[[ RECORDS FOR THE TASK open ]]

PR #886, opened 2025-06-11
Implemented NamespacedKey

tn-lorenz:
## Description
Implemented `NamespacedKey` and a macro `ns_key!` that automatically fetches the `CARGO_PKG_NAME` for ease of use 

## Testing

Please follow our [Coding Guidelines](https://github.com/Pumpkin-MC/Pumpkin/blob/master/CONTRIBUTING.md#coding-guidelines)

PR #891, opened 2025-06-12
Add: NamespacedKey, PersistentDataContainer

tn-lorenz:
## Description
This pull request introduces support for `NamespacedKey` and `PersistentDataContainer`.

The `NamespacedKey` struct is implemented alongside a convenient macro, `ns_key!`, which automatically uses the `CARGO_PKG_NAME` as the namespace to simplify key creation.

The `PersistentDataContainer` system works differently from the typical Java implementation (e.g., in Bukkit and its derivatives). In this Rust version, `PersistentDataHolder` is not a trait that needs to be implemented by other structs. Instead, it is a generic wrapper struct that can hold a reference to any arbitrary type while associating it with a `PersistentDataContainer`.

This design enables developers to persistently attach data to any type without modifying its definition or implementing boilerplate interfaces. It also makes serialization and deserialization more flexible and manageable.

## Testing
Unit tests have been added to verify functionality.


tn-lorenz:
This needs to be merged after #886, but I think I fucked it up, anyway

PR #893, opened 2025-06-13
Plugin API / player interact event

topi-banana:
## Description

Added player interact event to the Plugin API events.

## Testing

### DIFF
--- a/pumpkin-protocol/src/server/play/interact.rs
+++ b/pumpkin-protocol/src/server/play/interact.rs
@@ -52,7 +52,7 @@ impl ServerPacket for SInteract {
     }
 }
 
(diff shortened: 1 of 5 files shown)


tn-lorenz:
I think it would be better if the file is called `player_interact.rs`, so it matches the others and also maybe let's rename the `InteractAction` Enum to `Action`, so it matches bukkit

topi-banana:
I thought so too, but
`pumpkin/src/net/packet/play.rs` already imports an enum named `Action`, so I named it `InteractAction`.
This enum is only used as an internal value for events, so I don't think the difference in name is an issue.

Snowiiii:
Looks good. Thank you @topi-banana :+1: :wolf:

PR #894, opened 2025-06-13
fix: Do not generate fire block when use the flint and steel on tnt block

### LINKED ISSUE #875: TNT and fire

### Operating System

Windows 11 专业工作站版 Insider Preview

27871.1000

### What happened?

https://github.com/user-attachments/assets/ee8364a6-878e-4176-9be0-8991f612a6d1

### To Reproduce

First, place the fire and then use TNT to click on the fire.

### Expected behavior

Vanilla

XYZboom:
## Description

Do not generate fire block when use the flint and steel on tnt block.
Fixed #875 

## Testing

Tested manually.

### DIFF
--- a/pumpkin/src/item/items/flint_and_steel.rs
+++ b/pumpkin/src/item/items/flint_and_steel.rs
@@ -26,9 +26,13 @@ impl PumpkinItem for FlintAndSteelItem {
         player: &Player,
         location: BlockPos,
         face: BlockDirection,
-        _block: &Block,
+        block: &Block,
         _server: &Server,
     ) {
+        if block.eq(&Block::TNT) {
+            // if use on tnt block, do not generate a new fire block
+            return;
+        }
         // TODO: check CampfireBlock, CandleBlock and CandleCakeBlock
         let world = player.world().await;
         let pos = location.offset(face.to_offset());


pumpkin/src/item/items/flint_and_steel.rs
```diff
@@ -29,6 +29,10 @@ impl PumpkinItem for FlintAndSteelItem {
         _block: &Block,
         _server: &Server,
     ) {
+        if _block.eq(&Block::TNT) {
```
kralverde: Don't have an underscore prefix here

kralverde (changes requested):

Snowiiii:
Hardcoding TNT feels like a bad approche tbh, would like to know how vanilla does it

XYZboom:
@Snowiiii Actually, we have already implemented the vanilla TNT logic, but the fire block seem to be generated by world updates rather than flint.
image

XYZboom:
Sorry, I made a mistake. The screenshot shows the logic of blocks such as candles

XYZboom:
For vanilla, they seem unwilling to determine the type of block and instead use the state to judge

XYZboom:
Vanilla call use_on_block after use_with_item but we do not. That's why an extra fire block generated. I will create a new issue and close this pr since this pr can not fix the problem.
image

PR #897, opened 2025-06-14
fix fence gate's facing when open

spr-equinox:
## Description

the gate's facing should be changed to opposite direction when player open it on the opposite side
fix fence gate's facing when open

[[ RECORDS FOR THE TASK closed ]]
[[ RECORDS FOR THE TASK open ]]

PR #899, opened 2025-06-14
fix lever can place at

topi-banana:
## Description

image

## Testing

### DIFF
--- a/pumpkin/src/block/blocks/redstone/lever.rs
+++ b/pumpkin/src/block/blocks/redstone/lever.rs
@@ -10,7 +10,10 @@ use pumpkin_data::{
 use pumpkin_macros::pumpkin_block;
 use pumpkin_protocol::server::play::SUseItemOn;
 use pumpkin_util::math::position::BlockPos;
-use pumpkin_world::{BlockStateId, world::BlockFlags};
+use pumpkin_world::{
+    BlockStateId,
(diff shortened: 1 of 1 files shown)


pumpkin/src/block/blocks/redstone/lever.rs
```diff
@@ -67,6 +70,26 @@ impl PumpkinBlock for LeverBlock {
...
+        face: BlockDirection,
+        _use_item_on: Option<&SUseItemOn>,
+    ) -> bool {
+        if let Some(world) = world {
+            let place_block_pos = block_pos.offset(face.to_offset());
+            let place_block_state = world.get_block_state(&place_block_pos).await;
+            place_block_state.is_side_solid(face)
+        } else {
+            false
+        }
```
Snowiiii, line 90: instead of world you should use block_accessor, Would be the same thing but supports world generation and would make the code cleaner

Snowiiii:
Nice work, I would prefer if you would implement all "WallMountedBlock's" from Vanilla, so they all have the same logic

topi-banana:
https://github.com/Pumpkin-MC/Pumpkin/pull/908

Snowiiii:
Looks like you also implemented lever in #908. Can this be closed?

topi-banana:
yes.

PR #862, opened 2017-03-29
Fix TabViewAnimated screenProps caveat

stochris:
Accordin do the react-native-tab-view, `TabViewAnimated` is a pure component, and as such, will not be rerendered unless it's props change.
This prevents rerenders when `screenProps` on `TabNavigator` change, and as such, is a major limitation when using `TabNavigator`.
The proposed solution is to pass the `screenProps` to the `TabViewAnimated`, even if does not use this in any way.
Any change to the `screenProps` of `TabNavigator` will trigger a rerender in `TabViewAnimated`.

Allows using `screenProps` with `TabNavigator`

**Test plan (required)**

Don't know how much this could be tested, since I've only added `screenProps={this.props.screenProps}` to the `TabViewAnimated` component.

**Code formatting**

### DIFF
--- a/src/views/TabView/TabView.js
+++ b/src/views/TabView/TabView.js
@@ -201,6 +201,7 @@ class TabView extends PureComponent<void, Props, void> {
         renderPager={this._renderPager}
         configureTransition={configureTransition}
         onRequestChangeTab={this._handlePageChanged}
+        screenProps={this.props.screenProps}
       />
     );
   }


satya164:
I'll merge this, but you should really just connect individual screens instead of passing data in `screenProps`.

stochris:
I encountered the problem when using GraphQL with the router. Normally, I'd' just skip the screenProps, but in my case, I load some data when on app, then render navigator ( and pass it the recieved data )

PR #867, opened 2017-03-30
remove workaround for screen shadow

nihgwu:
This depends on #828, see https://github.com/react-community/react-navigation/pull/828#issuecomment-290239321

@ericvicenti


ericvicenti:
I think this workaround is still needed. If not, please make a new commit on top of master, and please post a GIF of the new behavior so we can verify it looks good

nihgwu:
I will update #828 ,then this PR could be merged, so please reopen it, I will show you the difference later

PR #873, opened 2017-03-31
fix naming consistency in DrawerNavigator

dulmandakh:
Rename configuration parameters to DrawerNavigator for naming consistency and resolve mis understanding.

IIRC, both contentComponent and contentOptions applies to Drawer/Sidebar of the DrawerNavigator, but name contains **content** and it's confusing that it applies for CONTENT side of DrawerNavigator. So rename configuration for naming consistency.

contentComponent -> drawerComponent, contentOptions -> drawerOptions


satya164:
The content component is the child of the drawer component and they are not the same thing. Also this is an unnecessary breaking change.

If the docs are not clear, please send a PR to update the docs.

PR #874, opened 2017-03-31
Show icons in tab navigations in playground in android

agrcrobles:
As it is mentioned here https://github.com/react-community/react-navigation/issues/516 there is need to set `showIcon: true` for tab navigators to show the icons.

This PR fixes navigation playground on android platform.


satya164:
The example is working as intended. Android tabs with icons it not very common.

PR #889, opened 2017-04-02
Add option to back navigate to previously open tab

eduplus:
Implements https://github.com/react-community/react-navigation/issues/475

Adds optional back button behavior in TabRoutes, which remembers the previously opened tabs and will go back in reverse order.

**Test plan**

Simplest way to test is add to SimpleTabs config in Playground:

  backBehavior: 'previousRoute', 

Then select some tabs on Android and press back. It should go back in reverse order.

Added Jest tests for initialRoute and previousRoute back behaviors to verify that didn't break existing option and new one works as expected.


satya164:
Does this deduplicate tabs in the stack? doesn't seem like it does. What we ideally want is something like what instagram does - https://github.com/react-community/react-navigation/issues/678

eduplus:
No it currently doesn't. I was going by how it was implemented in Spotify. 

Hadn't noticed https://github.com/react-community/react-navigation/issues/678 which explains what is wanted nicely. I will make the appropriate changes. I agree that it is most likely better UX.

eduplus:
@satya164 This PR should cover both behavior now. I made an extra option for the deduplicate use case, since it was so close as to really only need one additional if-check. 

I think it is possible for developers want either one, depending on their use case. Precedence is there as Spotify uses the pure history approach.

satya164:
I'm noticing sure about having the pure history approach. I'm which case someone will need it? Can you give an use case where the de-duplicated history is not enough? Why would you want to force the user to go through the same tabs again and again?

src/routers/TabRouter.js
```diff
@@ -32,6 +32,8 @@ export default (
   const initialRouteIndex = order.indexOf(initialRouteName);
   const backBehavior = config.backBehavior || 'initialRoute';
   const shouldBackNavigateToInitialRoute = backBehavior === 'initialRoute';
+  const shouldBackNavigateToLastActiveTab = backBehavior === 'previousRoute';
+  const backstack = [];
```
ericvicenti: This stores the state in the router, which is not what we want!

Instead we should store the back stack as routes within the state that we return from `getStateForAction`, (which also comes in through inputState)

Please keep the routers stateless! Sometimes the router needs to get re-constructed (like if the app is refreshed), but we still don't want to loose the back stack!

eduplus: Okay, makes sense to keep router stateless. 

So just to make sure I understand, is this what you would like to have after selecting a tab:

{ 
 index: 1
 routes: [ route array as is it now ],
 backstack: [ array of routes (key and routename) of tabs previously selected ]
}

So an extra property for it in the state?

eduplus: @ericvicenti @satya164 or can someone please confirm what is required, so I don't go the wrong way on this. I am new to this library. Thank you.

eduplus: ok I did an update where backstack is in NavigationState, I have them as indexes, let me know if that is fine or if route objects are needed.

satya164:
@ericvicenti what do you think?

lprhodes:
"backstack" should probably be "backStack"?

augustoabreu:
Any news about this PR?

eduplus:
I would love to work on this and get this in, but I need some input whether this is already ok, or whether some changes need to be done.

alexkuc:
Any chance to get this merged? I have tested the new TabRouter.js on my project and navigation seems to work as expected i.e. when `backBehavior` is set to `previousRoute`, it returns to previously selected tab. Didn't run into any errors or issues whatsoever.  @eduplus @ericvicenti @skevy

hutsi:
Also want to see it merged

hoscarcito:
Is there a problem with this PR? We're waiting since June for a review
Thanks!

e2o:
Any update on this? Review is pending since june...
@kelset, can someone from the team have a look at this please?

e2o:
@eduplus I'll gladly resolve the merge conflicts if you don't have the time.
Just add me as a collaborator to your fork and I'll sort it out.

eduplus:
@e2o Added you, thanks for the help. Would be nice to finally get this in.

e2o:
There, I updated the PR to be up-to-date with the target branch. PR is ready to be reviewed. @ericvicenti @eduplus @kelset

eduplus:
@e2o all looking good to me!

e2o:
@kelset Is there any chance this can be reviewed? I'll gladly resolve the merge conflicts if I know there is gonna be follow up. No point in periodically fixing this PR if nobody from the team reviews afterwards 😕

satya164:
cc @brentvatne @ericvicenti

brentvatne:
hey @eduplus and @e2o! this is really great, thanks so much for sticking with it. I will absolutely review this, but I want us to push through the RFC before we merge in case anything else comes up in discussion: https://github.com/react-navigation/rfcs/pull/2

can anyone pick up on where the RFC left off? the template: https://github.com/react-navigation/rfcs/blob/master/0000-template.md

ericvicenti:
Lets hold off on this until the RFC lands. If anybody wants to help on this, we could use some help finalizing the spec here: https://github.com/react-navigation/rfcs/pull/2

[[ RECORDS FOR THE TASK closed ]]

Starting with the line with "PR #886, opened 2025-06-11" above and going on through the line with "PR #891, opened 2025-06-12", transcribe every line exactly, both ends included, and add nothing.

● RESPONSE:
PR #886, opened 2025-06-11
Implemented NamespacedKey

tn-lorenz:
## Description
Implemented `NamespacedKey` and a macro `ns_key!` that automatically fetches the `CARGO_PKG_NAME` for ease of use 

## Testing

Please follow our [Coding Guidelines](https://github.com/Pumpkin-MC/Pumpkin/blob/master/CONTRIBUTING.md#coding-guidelines)

PR #891, opened 2025-06-12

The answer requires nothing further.